浜松の学生らバングラデシュ調査 国際問題に関心を【風紋】

 バングラデシュの少数民族支援を行う国際NGO「ジュマ・ネット」。稲川望事務局長(25)=浜松市中区=と静岡文化芸術大(同区)の学生7人が8月下旬から9月初旬にかけて行った現地調査の報告会では、同じ民族同士の内紛など同国の少数民族の現状を詳細に伝えた。「テレビなどで報道されるのは世界の問題の一部」と訴える学生の姿に胸を打たれた。
 同NGOは国際協力などを専門とする同大の下沢嶽教授が共同代表を務め、同国南東部のチッタゴン丘陵地帯の少数民族「ジュマ」の教育支援に取り組んできた。ジュマは焼き畑をする11~13の少数民族の総称で、自治を求めて政府と対立。1979年の多数派のベンガル人を入植させる政府の政策により、ベンガル人とジュマの紛争が起きた。
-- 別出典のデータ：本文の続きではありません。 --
PR #1869, opened 2023-06-16
Move most dependencies from install_core_deps to chaiNNer_standard Dependency definition

joeyballentine:
these feel like they make more sense here.

### DIFF
--- a/backend/src/dependencies/install_core_deps.py
+++ b/backend/src/dependencies/install_core_deps.py
@@ -1,46 +1,8 @@
 from typing import List
 
-from system import is_arm_mac, is_windows
-
 from .store import DependencyInfo, install_dependencies
 
-# I'm leaving this here in case I can use the Dependency class in the future, so I don't lose the extra info
-
-# dependencies=[
-#         Dependency("OpenCV", "opencv-python", "4.7.0.68", 30 * MB, import_name="cv2"),
-#         Dependency("NumPy", "numpy", "1.23.2", 15 * MB),
-#         Dependency("Pillow (PIL)", "Pillow", "9.2.0", 3 * MB, import_name="PIL"),
-#         Dependency("appdirs", "appdirs", "1.4.4", 13.5 * KB),
-#         Dependency("FFMPEG", "ffmpeg-python", "0.2.0", 25 * KB, import_name="ffmpeg"),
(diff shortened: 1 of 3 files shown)


joeyballentine:
this apparently doesn't work? it works fine in npm start but with npm run dev I get this... 
image

backend/src/server.py
```diff
@@ -493,16 +505,15 @@ async def setup(sanic_app: Sanic):
     await setup_queue.put_and_wait(
         {
             "event": "backend-status",
```
RunDevelopment, line 507: Could we use `update_progress` for these "backend-status" events too?

backend/src/server.py
```diff
@@ -419,7 +419,8 @@ def install_deps(dependencies: List[api.Dependency]):
     for package in api.registry.packages.values():
         logger.info(f"Checking dependencies for {package.name}...")
         if package.name == "chaiNNer_standard":
-            continue
+            await update_progress_cb("Installing core dependencies...", 0.65)
+            install_deps(package.dependencies)
```
RunDevelopment, line 423: Why not push them into `to_install`?

backend/src/packages/chaiNNer_standard/__init__.py
```diff
@@ -1,14 +1,30 @@
...
+from api import KB, MB, Dependency, add_package
+from system import is_arm_mac, is_windows
 
 package = add_package(
     __file__,
     name="chaiNNer_standard",
     description="The standard set of nodes for chaiNNer.",
-    dependencies=[],
+    dependencies=[
+        Dependency("OpenCV", "opencv-python", "4.7.0.68", 30 * MB, import_name="cv2"),
```
RunDevelopment, line 11: Could you please use kw args here like we do in other packages?

backend/src/dependencies/install_core_deps.py
```diff
@@ -49,23 +11,10 @@
...
-    {
-        "package_name": "opencv-python",
-        "version": "4.7.0.68",
-    },
-    {
-        "package_name": "Pillow",
-        "version": "9.2.0",
-    },
     {
         "package_name": "chainner_ext",
```
RunDevelopment, line 15: I think you can move this over too.

joeyballentine:
Assuming this is good now, going to merge so I can open my next PR

Issue #1875, opened 2023-06-19
Support remote backends


RunDevelopment:
**Motivation**
We have been getting a lot of requests to run chainner on a server, so this issue to intended to track progress towards that. 

The main goal of this is to support offloading the heavy computational cost of some operations (e.g. upscaling) to cloud servers such that low-end and mid-range devices can use the full range of chainner's features. Users would be able to use the frontend to connect to some remote backend and use chainner as normal while the remote server does the computations.

**Description**
Remote backends should support the following:

1. Running the backend without the GUI.
2. Supporting Docker.
3. Allowing the backend to connect to remote servers that host a backend.

As I see it, the main technical challenges will be the following:

1. File paths. Right now, the backend and frontend assume that they have access to the same file system. This obviously isn't the case with remote backends, so we have to send over files to share them between the backend and frontend. \
    This mainly affects the Load Image, Load Model, Save Image, Save Model, and View Image (External) nodes.
2. Authentication. With chainner being a visual programming language, we are essentially running untrusted code on those remote backends (not even accounting for third-party plugins). We need to be able to authenticate users such that only allowed users can connect to a backend.
3. Multiple tenants. There might be multiple users connected to a single backend at once. This is currently not supported at all. \
    It should be noted that this problem is equivalent to supporting multiple chains (#607).

Note: We may be able to get away with not supporting multiple tenants at first.

Splendide-Imaginarius:
It seems like one stepping stone on the way to this goal would be to change how the `--no-backend` flag works. Currently, it takes no arguments (it's just a boolean flag), and if specified, it assumes the backend is at `http://localhost:8000/`. It might be helpful to allow specifying the backend address as an argument, e.g. `chainner --remote-backend http://localhost:8000/` would be the equivalent of the current behavior of `chainner --no-backend`. (This would also be independently helpful for use cases where the user wants to run the backend on a different port or different loopback address, e.g. if the current default port is already in use.)

Would such a change be welcome?

joeyballentine:
Yes that would be a welcome addition for sure

PR #1877, opened 2023-06-19
Get list of available Nvidia GPUs from the backend

### LINKED ISSUE #1744: GPU selector sets wrong GPU
**Information:**

- Chainner version: 0.18.6
- OS: Windows 11

**Description**
The GPU selection under Settings doesn't match the GPU order in nvidia-smi. I have a 4090 and a 3090, if I select the 4090 and run pytorch it's actually using the 3090 and vice-versa.

joeyballentine:
Has potential to fix #1744 but mostly just something to get us closer to #1875

### DIFF
--- a/backend/src/gpu.py
+++ b/backend/src/gpu.py
@@ -27,7 +27,6 @@ class NvidiaHelper:
                     "name": nv.nvmlDeviceGetName(handle),
                     "uuid": nv.nvmlDeviceGetUUID(handle),
                     "index": i,
-                    "handle": handle,
                 }
             )
 
--- a/backend/src/gpu.py
+++ b/backend/src/gpu.py
@@ -13,7 +13,7 @@ except Exception as e:
     logger.info(f"Unknown error occurred when trying to initialize Nvidia GPU: {e}")
 
 
-class NvidiaHelper:
+class _NvidiaHelper:
     def __init__(self):
         nv.nvmlInit()
 
@@ -27,6 +27,7 @@ class NvidiaHelper:
                     "name": nv.nvmlDeviceGetName(handle),
                     "uuid": nv.nvmlDeviceGetUUID(handle),
                     "index": i,
+                    "handle": handle,
                 }
             )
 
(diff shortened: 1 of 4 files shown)


backend/src/server.py
```diff
@@ -365,6 +365,26 @@ async def list_ncnn_gpus(_request: Request):
...
+    """Lists the available GPUs for NCNN"""
+    await nodes_available()
+    try:
+        # pylint: disable=import-outside-toplevel
+        from gpu import NvidiaHelper, nvidia_is_available
+
+        if not nvidia_is_available:
+            return json([])
+
+        nv = NvidiaHelper()
```
RunDevelopment, line 379: Should we really create a new helper each time? Wouldn't it be better to just reuse a single instance? I'm just worried that the nvml `init` and `shutdown` functions might be expensive.

RunDevelopment:
Doesn't this mean that we can completely get rid of Nvidia SMI now?

joeyballentine:
We currently still use the nvidia-smi stuff for vram reporting, which I can move over to using pynvml in a separate pr

backend/src/server.py
joeyballentine: Yeah you're right

RunDevelopment:
Right, I didn't think of that.

backend/src/gpu.py
```diff
@@ -14,6 +14,11 @@
 
 
 class NvidiaHelper:
+    def __new__(cls):
+        if not hasattr(cls, "instance"):
+            cls.instance = super(NvidiaHelper, cls).__new__(cls)
+            return cls.instance
```
RunDevelopment, line 20: Man, this is why I hate python. Who in the language design team though that allowing users to change the very nature of class instantiation is a good idea?

Let's please not do this. I had to go on a 10min detour just to figure out wtf this is supposed to be. I don't blame you, because the guides I found really like this black magic, but I don't. 

Let's just have a little helper function `get_nvidia_helper() -> NvidiaHelper | None` that returns `None` when there are no Nvidia GPUs and a cached instance otherwise. This gets rid of the voodoo and also has the advantage that we can't forget to check `nvidia_is_available`.

joeyballentine: FYI this is just a singleton pattern for a class

RunDevelopment: [This](https://www.baeldung.com/java-singleton#singleton) is how you do a singleton is any other language. `__new__` is just voodoo.

backend/src/server.py
```diff
@@ -365,6 +365,29 @@ async def list_ncnn_gpus(_request: Request):
...
+        # pylint: disable=import-outside-toplevel
+        from gpu import get_nvidia_helper, nvidia_is_available
+
+        if not nvidia_is_available:
+            return json([])
+
+        nv = get_nvidia_helper()
+
+        if nv is None:
+            return json([])
```
RunDevelopment, line 382:
```suggestion
        from gpu import get_nvidia_helper

        nv = get_nvidia_helper()

        if nv is None:
            return json([])
```

RunDevelopment (approved):
Just one thing. Otherwise gtg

97年に政府と和平協定が結ばれたが、内容に不満を感じたジュマの間でも分裂が発生した。
 学生と稲川事務局長は紛争で被害を受けた家庭を支援しようと、現状把握のために聞き取り調査を行った。政府に土地を収奪されて使用料を払いながら貧しい生活を送る家族や、紛争によって親を亡くした子どもがいることを報告。学生らは現地の過酷さだけではなく、チッタゴンの子どもたちが夢を持って懸命に生きる姿を伝えた。
 稲川事務局長は「誰かを支援することが、政府や別の政治団体からの反発につながる可能性もある」と活動の難しさを話す。支援成功には、遠い異国の出来事と捉えがちな日本でも多くの人の共感を得る必要がある。
 現在、ロシアによるウクライナへの軍事侵攻のほか、ミャンマーでも軍事クーデター以降戦闘が続くなど、世界各地で悲惨な争いが起きている。
 浜松市には、イスラム主義組織タリバンの暫定政権による支配が続くアフガニスタンから逃れてきた女性が1人いる。彼女は取材の際、「日本語を学ぶため、無償の支援があれば」と訴えた。
 「バングラデシュの子どもたちに、貧しさを理由に夢を諦めてほしくない」。学生たちは真剣に支援の必要性を呼び掛けていた。多文化共生の街をうたう浜松市。こうした活動をきっかけに、国際問題への関心がさらに高まってほしい。